Aim of the exercise =
Transcribe the full listing so that each line reads as it does in the original.

── Records shown

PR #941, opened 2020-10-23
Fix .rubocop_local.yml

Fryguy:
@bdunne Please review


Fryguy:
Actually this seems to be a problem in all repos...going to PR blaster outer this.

────

Task solution =
PR #941, opened 2020-10-23
Fix .rubocop_local.yml

Fryguy:
@bdunne Please review


Fryguy:
Actually this seems to be a problem in all repos...going to PR blaster outer this.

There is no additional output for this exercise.